17Judit Reigl
Kapuvár (Hongrie) 1923, Marcoussis (France) 2020
Née en 1923, Judit Reigl connaît une jeunesse marquée par une ardente volonté de fuir la dictature stalinienne installée en Hongrie après la Seconde Guerre mondiale. Après sa formation aux Beaux-Arts de Budapest où elle rencontre Simon Hantaï, une bourse lui permet d’effectuer un voyage d’études en Italie de 1946 à 1948. Obligée de rentrer prématurément en Hongrie où son passeport lui est confisqué, elle tente par huit fois de quitter clandestinement le pays. Elle y parvient à la neuvième tentative, en 1950, traversant l’Europe, en partie à pied, jusqu’à Paris où Hantaï l’aide à s’installer.

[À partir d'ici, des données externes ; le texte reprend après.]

PR #8257, opened 2023-01-24
Setting Julie Stickler as codeowner for docs

dannykopping:
Welcome @JStickler!!

### DIFF
--- a/.github/CODEOWNERS
+++ b/.github/CODEOWNERS
@@ -14,4 +14,4 @@
 
 # Documentation owner: Grafana Docs Squad
 # Grafana Docs Squad does not own the content, but assists with editing and updates.
-/docs/ @grafana/docs-logs
+/docs/ @JStickler


kavirajk (approved):
:tada: 

Q: why not add @JStickler to `@grafana/docs-logs` squad instead?

dannykopping:
> 🎉
> 
> Q: why not add @JStickler to `@grafana/docs-logs` squad instead?

We don't need the whole group to be informed whenever there's a Loki docs PR; that was a temporary measure when we had no tech writer.

kavirajk:
>We don't need the whole group to be informed whenever there's a Loki docs PR;

Yea. but that's why it's @grafana/docs-logs. Specific to logs?. My concern is mainly creating PR everytime. Instead add or remove people to the right group which we already have it as codeowner.

dannykopping:
> > We don't need the whole group to be informed whenever there's a Loki docs PR;
> 
> Yea. but that's why it's @grafana/docs-logs. Specific to logs?. My concern is mainly creating PR everytime. Instead add or remove people to the right group which we already have it as codeowner.

Ah, I missed that detail. Well, it's functionally the same for now - if we add any more tech writers later to the Loki team we'll move it back to the group

osg-grafana:
@GrafanaWriter, can you weigh in here given that it is now an exception, given all the other subteams that we use.

osg-grafana:
> > We don't need the whole group to be informed whenever there's a Loki docs PR;
> 
> Yea. but that's why it's @grafana/docs-logs. Specific to logs?. My concern is mainly creating PR everytime. Instead add or remove people to the right group which we already have it as codeowner.

Yes, this is the logic. We now have to manage that Loki does things differently, so heavily in favor or reverting this PR.

osg-grafana:
Relates to https://github.com/grafana/technical-documentation/issues/520.

dannykopping:
@osg-grafana I'm happy to revert this change.

https://github.com/orgs/grafana/teams/docs-logs/members seems to only have yourself and Kim in it; should you replace yourselves with Julie?

osg-grafana:
> @osg-grafana I'm happy to revert this change.
> 
> https://github.com/orgs/grafana/teams/docs-logs/members seems to only have yourself and Kim in it; should you replace yourselves with Julie?

Yes, please replace me and Kim with Julie. Thank you!

dannykopping:
@osg-grafana I don't have permission to do so

PR #8259, opened 2023-01-24
Logproto: Extract push.proto from logproto package to the separate module

mar4uk:
This PR is aimed to extract push proto to a separate module. It will allow using push proto in other repositories without bringing the whole Loki as a dependency.

**Checklist**
- [ ] Documentation added
- [ ] Tests updated
- [x] `CHANGELOG.md` updated


pkg/push/push.pb.go
```diff
@@ -0,0 +1,1292 @@
...
+	cc *grpc.ClientConn
+}
+
+func NewPusherClient(cc *grpc.ClientConn) PusherClient {
+	return &pusherClient{cc}
+}
+
+func (c *pusherClient) Push(ctx context.Context, in *PushRequest, opts ...grpc.CallOption) (*PushResponse, error) {
+	out := new(PushResponse)
+	err := c.cc.Invoke(ctx, "/push.Pusher/Push", in, out, opts...)
```
owen-d, line 452: I'm worried this may be a breaking change since the path is used in the method name here.

pkg/push/push.proto
```diff
@@ -0,0 +1,40 @@
+syntax = "proto3";
+
+package push;
```
owen-d, line 3: To address breaking concerns, I wonder if we can name this with the same package as before: `package logproto;`

owen-d (commented):
I like this PR, but I think we'll have to address the proto package name changing and breaking method compatibility. See https://github.com/grafana/loki/pull/6852 for another example of this in the past.

Hopefully we can have separate golang pkgs (the new push pkg and the pre-existing logproto) both register the same grpc package namespace (logproto). If that doesn't work, we could look at code-generating a compatible grpc package from the same definition subset.

pkg/push/push.proto
mar4uk: I need the `push` package to be a separate module, so I can import it outside of loki. That's why it has its own name.
If push would be a part of logproto package then I would need to import the whole logproto package from the outside.
That's will be ok, but logproto can't be a separate module right now, because it has dependencies on other loki packages:
github.com/grafana/loki/pkg/querier/queryrange/queryrangebase/definitions
github.com/grafana/loki/pkg/util
github.com/grafana/loki/pkg/storage/stores/tsdb/index
github.com/grafana/loki/pkg/logqlmodel/stats

To make logproto a separate module I would need to remove these dependencies from it. As I understood that dependencies were brought to logproto on purpose

pkg/push/push.pb.go
mar4uk: can I write some test to check if I broke something? What does this path affect?

pkg/push/push.proto
mar4uk: it seems working! renamed package from `push` to `logproto`

PR #8263, opened 2023-01-24
fix remaining docs issues

MasslessParticle:
Turns out the `docs-validator` doesn't do an entire check of the docs. This PR fixes some build issues and some additional linting issues.


JStickler (approved):
LGTM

À Paris, elle cherche une liberté artistique devenue impossible en Hongrie ; c’est dans l’automatisme surréaliste qu’elle la trouve dans un premier temps. Par Hantaï, elle rencontre André Breton qui, impressionné, lui dédie une exposition en 1954. Elle y présente ses premières toiles non figuratives, de grandes compositions abstraites faites de gestes automatiques qui la distinguent des préceptes figuratifs du surréalisme, dont elle s’éloigne rapidement. L’écriture, le corps et le mouvement restent au cœur de sa pratique picturale dans les décennies suivantes, alors qu’elle développe une peinture qu’elle définit comme un « automatisme total à fois psychique et physique », expérimentant avec une grande diversité d’outils. Elle est alors associée à la peinture gestuelle de Hantaï ou Mathieu.
Elle réalise entre 1958 et 1965 sa série Guano, des toiles laissées au sol de son atelier, à Paris puis à Marcoussis, imbibées de peinture, de traces et des mouvements de l’artiste au travail. Si elle commence à exposer en Allemagne, elle n’est alors plus montrée en France, et il faut attendre 1976 pour que les institutions françaises, dont le musée d’Art moderne de la Ville de Paris, s’intéressent à son travail.
Dès 1966, la figure réapparaît progressivement dans son œuvre, sous la forme de corps masculins ou féminins nus, en ascension ou en chute, esquissés par des gestes puissants. Dès lors, l’artiste oscille entre abstraction et figuration, générant parfois l’incompréhension de ses contemporains, mais recherchant toujours la présence du corps dans sa peinture, que celui-ci y soit représenté ou qu’elle imprime la toile de ses propres mouvements. Dans les années 1980, elle opère un certain retour à la géométrie, traçant de grandes formes rectangulaires, comme des portes où apparaît parfois une silhouette. C’est dans les dernières années de sa vie que Reigl connaît à nouveau les faveurs des galeries et musées, avec deux rétrospectives en 2010 à Nantes et Debrecen en Hongrie, puis en 2017 le Prix d’honneur de l’association française AWARE.
Bibliographie :
- Blandine Chavanne (dir.), Judit Reigl, Le déroulement de la peinture, Nantes, Musée des Beaux-Arts, Lyon, Fage, 2011.